Norene Gilletz
Reprinted with permission from Arthur Schwartz's Jewish Home Cooking:
Yiddish Recipes Revisited by Arthur Schwartz, copyright © 2008.
Published by Ten Speed Press.
Photo credit: Ben Fink © 2008"Food can connect us to our past. In fact,
food is often our very last and only connection to our pasts, enduring
long after the old language has been forgotten and other traditions
have died. There’s many a Jew, for instance, who identifies as a Jew
mainly through his or her love of pastrami, or potted brisket, or
chicken soup with matzo balls."
In his poignant introduction, Arthur Schwartz invites his readers to
join him on a wonderful, mouth-watering and sentimental journey through
the memory-filled pages of his newest cookbook, Jewish Home Cooking:
Yiddish Recipes Revisited (Ten Speed Press, $35, color photographs by
Ben Fink).
The book features nearly 100 authentic recipes for appetizers, soups,
side dishes, meat main courses, dairy main courses, Passover dishes,
baked goods and desserts. Schwartz embellishes simple ingredients with
the wonderful stories behind the recipes and the people who have cooked
and eaten them. The recipes are primarily Ashkenazic
(Eastern-European), with adjustments and updates for how we eat today.

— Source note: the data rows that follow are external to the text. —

PR #626, opened 2026-08-18
feat(dashboard): port the tenancy pages onto the rehomed control plane

njbrake:
## Description

Ports the tenancy pages from `otari-ai/frontend`, then rebuilds the shell around them to match the ratified [navigation prototype](https://otari-nav-prototype-705104.netlify.app/navigation-prototype/home?tenancy=single&role=admin).

**Tenancy pages.** Organization (rename), Members and roles (add by address, change role, remove), and Workspaces (create, rename, delete, manage each roster). `features/organization/roles.ts` is the client half of the server's `_validate_membership_update`, with its two deliberate narrowings recorded where they are made.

The Passover chapter of Jewish Home Cooking includes many of his
childhood memories, including removing the regular dishes and pots down
to the basement and carrying all the Passover dishes and pots back
upstairs. This was his job - and he hated it! Arthur recalls: “We
didn’t have carp swimming in the bathtub. My grandmother went to an
old, reliable fish market where she could pick out the live fish from a
big cement tank. I can still see her climbing the step up to the tank
in her spiked heels, and with her long, well-manicured index finger,
pointing to the specimen she wanted, then having the fish scaled and
filleted on the spot. Of course, she kept the fish’s head, tail, and
bones to make the broth that would later jell around her fish patties.”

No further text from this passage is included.